This hydraulic shock absorber was provided with a variable orifice that changed the damping force characteristics.

An actuator for operating this variable orifice was attached to the vehicle body separately from this shock absorber.

(Problems to be Solved by the Invention) However, such a conventional variable damping force hydraulic shock absorber has the following problems.

■ Since the hydraulic shock absorber and actuator are separate,
When assembling to the vehicle body, it is sometimes necessary to match the positions of the two parts with respect to the vehicle body, which results in poor assembly work efficiency and tends to reduce assembly accuracy.

■ It is necessary to secure mounting space for both the hydraulic shock absorber and the actuator on the vehicle body, and the degree of freedom in mounting it on the vehicle is low.

■ During the overwhelming stroke, fluid is only supplied to the lower chamber from the upper chamber via the damping force generating means, and no fluid is supplied from the reservoir chamber.

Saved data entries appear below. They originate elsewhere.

PR #910, opened 2017-07-14
Rover AP overhaul for the configurable stock wheels

BloodyRain2k:
I've noticed that the RoverAP became absolutely incapable of driving towards a target and actually stop in time, so it was time to figure out again how GitHub works, which I have to every single time I get back to this.

Anyways:
- WarpToDaylight is default off now, no idea why I made it default to on
- steering PID was adjusted to hopefully work better with the now different wheels
- averaging samples for the ETA was reduced a lot because it was just too large
- lots of changes to how it treats speed and turning at higher speeds, aka no longer jerking the steering to max while going 30m/s
- reminded it how2brake because it somehow forgot
- renamed the AP's "Follow" button to "Drive", though I should probably make it change depending on whenever or not you have selected a vessel, but it seems a little less confusing to me now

If the fluid flow rate from the chamber to the lower chamber is restricted too much, the amount of fluid supplied to the lower chamber becomes insufficient, resulting in negative pressure and cavitation. For this reason, the overwhelming damping force cannot be set high.

The present invention has focused on these problems, and has developed a variable damping force liquid that has good assembly workability, high accuracy in one assembly, has a large degree of freedom in mounting on vehicles, and can further widen the variable range of damping force. The purpose is to provide a pressure buffer.

(Means for Solving the Problems) In order to achieve the above-mentioned object, in the variable damping force hydraulic shock absorber of the present invention, a guide member having a rod insertion hole is provided at the lower end, and a base is provided at the upper end. cylinder tube,
The cylinder tube is defined into an upper chamber and a lower chamber, a piston connected to a piston rod inserted into the cylinder tube from a rod insertion port, and a lower communication passage provided surrounding the cylinder tube and provided on the outer periphery of the cylinder tube. an outer tube forming an outer chamber communicating with the lower chamber through the cylinder tube, and forming a reservoir chamber defined by the outer chamber and the upper chamber above the cylinder tube;
a first communication passage that is formed in the base and communicates between the upper chamber and the reservoir chamber; a second communication passage that communicates between the upper chamber and the outer chamber; and a check passage that communicates the reservoir chamber with the upper chamber; A variable orifice is provided on the base so as to be able to change the fluid flow rate of the communication passage, and an actuator is provided between the upper end attachment portion of the outer tube and the base to operate the variable orifice.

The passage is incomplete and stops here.